● **GIVEN RECORDS**
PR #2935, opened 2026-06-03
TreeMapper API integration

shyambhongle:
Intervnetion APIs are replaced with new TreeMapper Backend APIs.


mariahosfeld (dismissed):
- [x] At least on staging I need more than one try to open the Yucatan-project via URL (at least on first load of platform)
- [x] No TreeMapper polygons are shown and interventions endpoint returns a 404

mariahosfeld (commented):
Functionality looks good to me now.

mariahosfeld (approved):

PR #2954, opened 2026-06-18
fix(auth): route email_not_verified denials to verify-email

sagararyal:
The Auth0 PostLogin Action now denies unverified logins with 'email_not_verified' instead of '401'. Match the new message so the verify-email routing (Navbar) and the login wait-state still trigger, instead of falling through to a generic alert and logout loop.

● **BRIEF**
Print every entry from the material exactly.

● **RESULT OF THE TASK**
PR #2935, opened 2026-06-03
TreeMapper API integration

shyambhongle:
Intervnetion APIs are replaced with new TreeMapper Backend APIs.


mariahosfeld (dismissed):
- [x] At least on staging I need more than one try to open the Yucatan-project via URL (at least on first load of platform)
- [x] No TreeMapper polygons are shown and interventions endpoint returns a 404

mariahosfeld (commented):
Functionality looks good to me now.

mariahosfeld (approved):

PR #2954, opened 2026-06-18
fix(auth): route email_not_verified denials to verify-email

sagararyal:
The Auth0 PostLogin Action now denies unverified logins with 'email_not_verified' instead of '401'. Match the new message so the verify-email routing (Navbar) and the login wait-state still trigger, instead of falling through to a generic alert and logout loop.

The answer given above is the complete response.